# WORK REQUIRED
Should the word "when" occur in a line of the records, copy that line.

# TASK INPUT
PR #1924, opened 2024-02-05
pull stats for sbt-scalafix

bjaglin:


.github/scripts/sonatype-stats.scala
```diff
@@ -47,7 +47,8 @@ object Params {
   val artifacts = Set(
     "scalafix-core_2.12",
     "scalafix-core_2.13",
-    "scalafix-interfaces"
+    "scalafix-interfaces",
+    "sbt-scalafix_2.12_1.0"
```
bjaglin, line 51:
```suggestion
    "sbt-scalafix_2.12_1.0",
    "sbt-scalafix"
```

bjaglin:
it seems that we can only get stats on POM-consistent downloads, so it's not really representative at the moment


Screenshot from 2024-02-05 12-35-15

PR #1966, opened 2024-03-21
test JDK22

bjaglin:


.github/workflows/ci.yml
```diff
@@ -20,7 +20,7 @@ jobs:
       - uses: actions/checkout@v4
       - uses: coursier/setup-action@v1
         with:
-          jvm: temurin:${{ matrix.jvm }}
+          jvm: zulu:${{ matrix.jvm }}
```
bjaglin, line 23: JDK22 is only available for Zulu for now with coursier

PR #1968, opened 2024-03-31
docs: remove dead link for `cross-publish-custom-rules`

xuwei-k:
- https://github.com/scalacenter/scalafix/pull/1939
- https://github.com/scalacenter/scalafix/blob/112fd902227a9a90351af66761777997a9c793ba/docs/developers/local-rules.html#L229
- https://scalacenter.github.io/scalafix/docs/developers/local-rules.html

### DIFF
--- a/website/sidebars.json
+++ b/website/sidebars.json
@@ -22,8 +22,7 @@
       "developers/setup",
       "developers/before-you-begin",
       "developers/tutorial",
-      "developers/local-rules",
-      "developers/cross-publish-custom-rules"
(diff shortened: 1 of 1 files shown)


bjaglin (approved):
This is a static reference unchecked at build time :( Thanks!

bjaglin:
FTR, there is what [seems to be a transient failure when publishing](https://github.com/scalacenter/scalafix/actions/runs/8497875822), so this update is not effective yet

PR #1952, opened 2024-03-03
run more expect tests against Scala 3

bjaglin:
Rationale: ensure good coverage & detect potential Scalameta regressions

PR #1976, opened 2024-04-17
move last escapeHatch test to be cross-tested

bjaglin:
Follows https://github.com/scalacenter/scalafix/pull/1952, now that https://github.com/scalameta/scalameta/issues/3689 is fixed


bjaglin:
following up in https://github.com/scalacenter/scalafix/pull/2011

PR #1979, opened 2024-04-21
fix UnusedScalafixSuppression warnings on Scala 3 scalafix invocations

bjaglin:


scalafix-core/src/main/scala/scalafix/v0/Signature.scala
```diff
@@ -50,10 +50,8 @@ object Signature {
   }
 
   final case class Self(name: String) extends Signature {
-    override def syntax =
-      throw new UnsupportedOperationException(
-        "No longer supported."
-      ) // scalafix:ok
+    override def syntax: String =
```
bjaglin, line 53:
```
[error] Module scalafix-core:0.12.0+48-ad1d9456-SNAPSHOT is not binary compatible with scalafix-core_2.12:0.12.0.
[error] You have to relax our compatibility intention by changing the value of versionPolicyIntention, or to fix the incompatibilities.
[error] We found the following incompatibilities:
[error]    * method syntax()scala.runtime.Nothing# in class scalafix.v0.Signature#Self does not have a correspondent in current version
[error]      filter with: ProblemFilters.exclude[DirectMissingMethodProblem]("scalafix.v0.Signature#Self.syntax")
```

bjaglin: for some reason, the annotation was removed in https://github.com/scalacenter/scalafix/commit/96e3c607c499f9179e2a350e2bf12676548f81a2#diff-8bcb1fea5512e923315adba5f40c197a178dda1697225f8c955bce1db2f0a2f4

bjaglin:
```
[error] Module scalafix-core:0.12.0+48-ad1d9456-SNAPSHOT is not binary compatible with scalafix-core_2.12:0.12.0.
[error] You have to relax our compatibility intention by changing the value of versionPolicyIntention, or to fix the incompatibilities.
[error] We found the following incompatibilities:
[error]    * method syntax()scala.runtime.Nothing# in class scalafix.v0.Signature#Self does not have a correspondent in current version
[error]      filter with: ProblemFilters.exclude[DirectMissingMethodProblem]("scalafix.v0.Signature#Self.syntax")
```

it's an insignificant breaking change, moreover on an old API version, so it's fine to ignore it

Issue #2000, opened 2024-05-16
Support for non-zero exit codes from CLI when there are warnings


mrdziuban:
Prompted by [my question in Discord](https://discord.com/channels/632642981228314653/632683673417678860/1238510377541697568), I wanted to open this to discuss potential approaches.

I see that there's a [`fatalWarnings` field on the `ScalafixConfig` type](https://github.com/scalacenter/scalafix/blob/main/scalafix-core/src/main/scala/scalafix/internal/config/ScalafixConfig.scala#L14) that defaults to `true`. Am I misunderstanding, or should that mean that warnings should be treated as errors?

...

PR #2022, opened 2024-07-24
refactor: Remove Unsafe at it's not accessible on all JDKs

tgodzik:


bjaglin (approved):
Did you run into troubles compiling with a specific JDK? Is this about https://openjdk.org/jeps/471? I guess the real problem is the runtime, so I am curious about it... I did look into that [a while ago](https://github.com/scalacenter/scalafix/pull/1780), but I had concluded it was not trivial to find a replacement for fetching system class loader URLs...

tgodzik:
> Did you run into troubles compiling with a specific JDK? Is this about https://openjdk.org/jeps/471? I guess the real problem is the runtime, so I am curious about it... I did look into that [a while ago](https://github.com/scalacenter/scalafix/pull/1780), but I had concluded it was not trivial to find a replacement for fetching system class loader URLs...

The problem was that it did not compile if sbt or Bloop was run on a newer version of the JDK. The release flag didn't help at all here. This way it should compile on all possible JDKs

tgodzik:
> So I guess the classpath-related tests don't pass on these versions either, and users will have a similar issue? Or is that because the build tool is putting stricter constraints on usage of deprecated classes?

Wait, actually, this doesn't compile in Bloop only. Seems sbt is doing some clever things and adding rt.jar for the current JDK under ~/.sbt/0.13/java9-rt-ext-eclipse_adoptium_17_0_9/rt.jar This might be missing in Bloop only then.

# OUTPUT BELOW
FTR, there is what [seems to be a transient failure when publishing](https://github.com/scalacenter/scalafix/actions/runs/8497875822), so this update is not effective yet
Support for non-zero exit codes from CLI when there are warnings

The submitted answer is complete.